◆ EXERCISE DESCRIPTION
Every line below that holds the string "span" should be copied.

[Saved entries]
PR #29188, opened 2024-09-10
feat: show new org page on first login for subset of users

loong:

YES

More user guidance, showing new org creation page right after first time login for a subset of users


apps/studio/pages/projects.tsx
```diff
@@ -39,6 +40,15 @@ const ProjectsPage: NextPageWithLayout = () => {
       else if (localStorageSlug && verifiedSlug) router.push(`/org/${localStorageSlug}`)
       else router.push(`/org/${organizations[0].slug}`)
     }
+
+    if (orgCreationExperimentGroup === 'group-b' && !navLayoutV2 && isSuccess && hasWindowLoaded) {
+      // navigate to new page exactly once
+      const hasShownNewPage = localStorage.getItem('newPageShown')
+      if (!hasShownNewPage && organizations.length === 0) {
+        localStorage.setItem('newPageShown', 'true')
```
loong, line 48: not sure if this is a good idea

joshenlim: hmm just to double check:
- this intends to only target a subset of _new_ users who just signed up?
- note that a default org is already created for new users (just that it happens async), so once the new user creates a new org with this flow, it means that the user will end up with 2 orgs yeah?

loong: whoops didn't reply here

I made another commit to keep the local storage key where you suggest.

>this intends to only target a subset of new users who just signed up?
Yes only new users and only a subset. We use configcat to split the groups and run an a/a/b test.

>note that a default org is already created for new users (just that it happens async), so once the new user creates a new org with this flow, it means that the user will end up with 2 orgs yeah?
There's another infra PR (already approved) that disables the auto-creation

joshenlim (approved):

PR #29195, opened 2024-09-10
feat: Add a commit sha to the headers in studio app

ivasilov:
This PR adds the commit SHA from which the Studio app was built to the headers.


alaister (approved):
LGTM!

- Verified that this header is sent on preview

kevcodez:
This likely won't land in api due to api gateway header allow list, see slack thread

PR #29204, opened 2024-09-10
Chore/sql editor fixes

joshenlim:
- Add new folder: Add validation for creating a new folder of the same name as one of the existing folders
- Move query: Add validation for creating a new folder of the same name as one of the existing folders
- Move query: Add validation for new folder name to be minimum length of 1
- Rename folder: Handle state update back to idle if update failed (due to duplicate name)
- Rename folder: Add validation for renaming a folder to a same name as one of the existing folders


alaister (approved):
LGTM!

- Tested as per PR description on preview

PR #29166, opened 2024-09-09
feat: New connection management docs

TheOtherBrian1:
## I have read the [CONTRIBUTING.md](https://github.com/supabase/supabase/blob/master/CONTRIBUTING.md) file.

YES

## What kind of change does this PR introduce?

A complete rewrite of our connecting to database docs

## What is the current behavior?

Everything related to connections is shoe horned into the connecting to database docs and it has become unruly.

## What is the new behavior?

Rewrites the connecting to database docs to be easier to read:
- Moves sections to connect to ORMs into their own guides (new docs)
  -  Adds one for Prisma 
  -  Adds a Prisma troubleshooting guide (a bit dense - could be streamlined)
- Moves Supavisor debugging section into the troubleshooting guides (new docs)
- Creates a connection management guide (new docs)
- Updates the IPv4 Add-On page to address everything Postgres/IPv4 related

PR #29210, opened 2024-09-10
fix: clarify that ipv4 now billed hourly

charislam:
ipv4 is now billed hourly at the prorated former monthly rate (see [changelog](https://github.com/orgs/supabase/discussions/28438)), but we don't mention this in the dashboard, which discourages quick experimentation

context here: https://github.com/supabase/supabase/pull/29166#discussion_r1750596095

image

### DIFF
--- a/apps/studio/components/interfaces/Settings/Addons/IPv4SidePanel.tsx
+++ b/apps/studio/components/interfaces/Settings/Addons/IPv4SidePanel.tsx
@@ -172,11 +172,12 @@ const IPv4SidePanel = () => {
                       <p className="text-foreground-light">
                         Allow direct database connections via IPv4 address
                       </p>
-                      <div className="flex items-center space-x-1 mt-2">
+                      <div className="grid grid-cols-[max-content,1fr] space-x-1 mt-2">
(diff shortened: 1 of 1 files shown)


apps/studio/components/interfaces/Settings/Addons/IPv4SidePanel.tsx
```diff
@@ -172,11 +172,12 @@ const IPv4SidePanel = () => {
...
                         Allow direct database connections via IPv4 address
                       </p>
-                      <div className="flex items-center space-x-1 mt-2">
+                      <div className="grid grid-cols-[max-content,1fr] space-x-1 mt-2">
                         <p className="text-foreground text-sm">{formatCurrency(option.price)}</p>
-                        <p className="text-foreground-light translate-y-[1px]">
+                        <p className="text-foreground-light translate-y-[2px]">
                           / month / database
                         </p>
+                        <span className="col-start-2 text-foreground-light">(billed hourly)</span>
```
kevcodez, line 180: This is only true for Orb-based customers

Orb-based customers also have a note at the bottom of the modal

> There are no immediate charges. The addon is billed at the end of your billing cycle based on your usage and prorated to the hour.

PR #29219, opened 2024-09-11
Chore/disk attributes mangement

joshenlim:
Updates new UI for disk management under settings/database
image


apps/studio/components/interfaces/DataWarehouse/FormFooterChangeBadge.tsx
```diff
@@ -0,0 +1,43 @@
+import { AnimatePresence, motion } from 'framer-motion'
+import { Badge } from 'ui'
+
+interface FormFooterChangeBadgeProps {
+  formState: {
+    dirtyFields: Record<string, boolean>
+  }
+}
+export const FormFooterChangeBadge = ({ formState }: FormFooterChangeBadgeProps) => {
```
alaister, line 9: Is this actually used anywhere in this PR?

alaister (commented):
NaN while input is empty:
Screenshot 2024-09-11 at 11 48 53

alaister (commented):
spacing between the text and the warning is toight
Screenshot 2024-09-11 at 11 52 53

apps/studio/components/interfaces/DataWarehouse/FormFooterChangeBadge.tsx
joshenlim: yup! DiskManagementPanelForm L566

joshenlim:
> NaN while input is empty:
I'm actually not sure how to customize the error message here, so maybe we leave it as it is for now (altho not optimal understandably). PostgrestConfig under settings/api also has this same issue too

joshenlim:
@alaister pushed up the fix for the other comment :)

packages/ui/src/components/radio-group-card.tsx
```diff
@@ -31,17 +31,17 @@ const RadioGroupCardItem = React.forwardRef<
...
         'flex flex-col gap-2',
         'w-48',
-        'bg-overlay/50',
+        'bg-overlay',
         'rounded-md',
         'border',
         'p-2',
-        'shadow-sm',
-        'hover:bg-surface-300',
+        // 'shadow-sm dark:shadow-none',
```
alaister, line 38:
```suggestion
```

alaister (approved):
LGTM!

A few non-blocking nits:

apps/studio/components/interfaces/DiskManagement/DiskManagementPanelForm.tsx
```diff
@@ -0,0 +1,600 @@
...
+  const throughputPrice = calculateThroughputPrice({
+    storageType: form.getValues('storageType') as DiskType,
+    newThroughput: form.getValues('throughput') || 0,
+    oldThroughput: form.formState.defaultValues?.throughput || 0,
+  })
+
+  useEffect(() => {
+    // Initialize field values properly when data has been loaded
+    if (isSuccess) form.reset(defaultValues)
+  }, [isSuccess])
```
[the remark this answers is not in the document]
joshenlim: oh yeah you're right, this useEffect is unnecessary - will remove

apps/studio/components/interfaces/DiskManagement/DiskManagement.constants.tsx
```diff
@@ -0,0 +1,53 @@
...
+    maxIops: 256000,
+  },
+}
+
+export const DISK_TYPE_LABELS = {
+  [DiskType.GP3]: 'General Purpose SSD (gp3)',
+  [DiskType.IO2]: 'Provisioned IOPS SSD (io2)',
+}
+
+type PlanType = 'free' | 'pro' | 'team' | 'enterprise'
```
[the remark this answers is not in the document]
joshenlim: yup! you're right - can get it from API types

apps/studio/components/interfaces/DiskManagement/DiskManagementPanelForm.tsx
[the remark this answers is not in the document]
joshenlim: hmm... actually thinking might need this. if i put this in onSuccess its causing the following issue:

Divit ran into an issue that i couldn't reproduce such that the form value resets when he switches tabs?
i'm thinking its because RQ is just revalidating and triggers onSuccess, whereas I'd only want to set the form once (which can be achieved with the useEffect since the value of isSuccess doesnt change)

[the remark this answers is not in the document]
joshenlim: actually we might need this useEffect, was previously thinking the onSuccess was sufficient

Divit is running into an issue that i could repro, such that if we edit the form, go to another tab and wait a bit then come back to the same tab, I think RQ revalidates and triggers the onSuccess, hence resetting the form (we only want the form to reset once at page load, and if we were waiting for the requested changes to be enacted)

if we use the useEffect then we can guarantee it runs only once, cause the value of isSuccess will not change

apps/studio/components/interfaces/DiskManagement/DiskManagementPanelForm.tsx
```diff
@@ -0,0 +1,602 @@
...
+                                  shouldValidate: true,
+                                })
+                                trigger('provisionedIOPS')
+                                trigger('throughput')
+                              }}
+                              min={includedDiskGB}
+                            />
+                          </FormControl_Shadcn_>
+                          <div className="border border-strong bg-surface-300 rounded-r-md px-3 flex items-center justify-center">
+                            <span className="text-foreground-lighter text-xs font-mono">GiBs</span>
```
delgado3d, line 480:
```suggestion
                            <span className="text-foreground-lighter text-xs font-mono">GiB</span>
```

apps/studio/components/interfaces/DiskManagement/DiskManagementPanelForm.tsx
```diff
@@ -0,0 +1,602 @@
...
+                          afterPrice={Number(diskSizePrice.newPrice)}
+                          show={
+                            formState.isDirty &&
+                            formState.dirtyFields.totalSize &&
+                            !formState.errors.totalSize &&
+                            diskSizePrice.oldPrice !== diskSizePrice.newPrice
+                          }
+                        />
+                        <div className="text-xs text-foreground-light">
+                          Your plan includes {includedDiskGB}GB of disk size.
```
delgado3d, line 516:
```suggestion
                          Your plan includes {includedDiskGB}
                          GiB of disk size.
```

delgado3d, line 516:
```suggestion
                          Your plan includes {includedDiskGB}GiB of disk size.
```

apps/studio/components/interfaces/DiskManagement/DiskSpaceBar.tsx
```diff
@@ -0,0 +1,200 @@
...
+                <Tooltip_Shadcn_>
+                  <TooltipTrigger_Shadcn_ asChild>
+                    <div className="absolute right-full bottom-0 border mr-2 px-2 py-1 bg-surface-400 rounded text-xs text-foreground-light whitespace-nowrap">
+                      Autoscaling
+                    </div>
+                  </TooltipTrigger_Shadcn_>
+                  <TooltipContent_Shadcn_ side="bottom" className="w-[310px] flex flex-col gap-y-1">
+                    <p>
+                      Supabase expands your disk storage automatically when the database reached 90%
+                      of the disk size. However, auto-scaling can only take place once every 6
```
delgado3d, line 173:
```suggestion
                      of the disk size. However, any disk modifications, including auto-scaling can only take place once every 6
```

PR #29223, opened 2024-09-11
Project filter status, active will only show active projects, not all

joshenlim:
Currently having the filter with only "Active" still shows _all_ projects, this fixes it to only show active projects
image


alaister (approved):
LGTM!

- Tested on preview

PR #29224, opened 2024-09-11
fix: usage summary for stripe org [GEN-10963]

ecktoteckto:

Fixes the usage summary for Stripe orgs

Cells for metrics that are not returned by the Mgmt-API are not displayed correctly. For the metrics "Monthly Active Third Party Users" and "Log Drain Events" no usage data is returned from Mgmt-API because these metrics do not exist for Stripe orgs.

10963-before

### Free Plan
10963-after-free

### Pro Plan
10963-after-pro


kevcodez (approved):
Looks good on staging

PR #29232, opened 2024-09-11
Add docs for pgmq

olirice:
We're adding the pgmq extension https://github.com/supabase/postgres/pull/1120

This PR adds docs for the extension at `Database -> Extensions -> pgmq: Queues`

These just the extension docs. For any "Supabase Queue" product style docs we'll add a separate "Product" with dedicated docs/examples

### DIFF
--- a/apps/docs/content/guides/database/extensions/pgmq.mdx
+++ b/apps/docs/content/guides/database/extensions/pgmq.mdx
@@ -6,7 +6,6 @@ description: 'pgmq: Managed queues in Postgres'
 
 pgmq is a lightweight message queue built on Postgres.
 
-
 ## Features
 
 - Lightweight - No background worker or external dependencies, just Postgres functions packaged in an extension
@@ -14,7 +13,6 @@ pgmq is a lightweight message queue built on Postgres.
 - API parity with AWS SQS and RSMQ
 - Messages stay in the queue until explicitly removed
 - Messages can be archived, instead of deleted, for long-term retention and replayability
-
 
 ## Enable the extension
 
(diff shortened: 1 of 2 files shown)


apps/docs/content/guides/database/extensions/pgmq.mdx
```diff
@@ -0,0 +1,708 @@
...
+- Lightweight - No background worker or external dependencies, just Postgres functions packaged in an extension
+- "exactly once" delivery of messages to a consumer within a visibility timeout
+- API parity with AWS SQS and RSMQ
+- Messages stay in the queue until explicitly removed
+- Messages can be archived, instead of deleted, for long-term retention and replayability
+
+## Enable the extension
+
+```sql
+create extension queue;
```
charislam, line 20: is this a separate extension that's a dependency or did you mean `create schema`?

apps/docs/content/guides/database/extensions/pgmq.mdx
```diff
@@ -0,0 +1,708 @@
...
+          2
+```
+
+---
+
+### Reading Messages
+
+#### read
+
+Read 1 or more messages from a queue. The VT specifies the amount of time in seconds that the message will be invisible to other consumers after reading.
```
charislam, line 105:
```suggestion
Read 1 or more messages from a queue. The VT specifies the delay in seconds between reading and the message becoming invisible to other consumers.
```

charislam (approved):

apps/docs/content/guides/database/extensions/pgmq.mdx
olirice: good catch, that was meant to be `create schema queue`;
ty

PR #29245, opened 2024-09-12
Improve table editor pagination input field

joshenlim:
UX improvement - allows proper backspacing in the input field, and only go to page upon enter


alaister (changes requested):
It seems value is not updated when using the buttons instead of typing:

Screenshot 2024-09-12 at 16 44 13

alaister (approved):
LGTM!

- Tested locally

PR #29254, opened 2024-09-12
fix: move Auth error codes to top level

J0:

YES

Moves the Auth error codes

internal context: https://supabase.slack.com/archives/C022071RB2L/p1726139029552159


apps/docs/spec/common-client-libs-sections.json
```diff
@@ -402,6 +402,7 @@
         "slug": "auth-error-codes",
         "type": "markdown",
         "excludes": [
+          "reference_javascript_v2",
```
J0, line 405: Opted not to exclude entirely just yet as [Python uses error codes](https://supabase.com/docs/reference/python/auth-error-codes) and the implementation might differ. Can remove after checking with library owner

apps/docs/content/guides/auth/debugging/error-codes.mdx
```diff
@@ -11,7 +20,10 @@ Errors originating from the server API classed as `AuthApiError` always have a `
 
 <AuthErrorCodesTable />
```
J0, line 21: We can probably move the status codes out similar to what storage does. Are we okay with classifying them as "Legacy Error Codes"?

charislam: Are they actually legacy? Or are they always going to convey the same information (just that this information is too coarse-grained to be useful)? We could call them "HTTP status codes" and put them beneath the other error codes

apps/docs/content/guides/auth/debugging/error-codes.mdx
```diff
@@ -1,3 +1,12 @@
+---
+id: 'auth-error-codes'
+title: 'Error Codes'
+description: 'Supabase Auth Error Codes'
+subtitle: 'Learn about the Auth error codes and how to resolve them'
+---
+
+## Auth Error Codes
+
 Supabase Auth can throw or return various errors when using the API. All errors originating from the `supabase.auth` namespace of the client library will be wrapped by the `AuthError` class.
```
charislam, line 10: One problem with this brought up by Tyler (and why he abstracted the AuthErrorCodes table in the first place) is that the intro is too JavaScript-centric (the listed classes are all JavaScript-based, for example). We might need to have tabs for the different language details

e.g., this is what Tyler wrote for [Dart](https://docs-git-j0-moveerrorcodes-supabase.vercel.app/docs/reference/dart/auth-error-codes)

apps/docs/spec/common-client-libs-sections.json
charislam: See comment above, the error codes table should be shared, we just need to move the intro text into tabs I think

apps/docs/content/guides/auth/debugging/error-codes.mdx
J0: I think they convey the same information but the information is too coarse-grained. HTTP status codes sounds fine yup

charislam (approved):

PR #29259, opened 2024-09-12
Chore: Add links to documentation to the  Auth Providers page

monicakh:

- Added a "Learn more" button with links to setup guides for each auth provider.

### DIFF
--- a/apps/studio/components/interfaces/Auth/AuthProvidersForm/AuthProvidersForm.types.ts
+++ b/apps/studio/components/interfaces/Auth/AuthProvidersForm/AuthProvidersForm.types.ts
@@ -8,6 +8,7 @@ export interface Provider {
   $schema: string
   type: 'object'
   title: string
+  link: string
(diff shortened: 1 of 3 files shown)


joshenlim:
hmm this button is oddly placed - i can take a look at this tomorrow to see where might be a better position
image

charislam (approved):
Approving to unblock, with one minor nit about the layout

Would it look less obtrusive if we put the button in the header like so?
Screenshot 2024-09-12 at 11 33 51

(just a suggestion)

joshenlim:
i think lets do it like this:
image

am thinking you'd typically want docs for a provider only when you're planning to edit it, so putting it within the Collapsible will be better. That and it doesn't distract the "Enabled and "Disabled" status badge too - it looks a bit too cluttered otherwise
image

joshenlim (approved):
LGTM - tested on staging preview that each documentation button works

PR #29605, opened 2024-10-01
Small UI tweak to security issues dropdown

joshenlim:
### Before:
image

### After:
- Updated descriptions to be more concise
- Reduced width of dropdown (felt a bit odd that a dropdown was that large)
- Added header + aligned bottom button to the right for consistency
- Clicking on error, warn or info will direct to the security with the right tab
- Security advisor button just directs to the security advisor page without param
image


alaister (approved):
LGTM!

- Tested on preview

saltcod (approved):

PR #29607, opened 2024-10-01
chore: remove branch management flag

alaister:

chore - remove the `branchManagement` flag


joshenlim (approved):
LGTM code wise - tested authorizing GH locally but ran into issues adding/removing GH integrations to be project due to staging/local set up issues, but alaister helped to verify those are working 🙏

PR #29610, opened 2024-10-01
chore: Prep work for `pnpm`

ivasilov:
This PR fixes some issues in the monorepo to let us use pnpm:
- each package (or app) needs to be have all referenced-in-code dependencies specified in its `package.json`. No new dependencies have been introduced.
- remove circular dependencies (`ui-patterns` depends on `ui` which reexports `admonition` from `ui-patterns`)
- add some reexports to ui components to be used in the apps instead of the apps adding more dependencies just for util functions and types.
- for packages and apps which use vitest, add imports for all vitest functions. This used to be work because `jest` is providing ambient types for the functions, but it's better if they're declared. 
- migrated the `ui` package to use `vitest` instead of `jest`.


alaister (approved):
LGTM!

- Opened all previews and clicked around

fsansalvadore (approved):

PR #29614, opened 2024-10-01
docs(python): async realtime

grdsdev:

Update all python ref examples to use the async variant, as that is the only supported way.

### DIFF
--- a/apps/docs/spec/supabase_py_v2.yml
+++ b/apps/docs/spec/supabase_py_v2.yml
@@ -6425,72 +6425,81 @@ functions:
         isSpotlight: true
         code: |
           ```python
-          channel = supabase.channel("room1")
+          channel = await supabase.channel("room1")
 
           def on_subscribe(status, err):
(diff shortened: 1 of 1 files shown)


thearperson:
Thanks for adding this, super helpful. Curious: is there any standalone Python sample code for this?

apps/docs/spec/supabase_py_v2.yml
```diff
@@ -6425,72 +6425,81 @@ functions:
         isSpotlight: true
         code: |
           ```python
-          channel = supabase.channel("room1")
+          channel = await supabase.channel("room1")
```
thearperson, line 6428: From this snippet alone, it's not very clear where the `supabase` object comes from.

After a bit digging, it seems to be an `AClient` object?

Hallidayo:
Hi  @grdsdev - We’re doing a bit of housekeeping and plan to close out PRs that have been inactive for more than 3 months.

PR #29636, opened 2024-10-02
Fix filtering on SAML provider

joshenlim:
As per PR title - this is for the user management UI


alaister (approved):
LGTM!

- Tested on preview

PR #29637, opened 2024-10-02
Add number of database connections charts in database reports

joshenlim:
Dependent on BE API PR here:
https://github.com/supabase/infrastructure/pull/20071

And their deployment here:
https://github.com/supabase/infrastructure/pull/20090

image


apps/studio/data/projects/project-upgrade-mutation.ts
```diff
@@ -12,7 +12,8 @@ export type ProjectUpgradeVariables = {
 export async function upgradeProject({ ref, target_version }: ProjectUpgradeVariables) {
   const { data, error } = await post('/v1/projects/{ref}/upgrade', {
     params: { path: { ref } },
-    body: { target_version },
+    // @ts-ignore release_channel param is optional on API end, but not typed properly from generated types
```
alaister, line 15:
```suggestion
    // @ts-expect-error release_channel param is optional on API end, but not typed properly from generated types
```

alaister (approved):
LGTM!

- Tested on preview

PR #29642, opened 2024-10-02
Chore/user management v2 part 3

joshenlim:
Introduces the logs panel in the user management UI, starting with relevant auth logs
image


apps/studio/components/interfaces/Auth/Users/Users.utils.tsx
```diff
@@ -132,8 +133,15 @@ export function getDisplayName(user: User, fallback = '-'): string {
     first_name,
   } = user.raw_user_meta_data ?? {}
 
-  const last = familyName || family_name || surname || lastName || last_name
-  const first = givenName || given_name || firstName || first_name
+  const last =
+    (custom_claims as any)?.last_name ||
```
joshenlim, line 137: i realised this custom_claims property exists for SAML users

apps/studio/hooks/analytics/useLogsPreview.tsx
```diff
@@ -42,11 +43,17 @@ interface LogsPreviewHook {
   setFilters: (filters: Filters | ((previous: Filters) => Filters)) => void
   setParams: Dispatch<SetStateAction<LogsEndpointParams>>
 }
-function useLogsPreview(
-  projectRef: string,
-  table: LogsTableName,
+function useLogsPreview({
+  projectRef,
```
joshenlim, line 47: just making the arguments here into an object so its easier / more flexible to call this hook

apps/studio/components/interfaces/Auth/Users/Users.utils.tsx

◆ RESPONSE
+                        <span className="col-start-2 text-foreground-light">(billed hourly)</span>
+                            <span className="text-foreground-lighter text-xs font-mono">GiBs</span>
                            <span className="text-foreground-lighter text-xs font-mono">GiB</span>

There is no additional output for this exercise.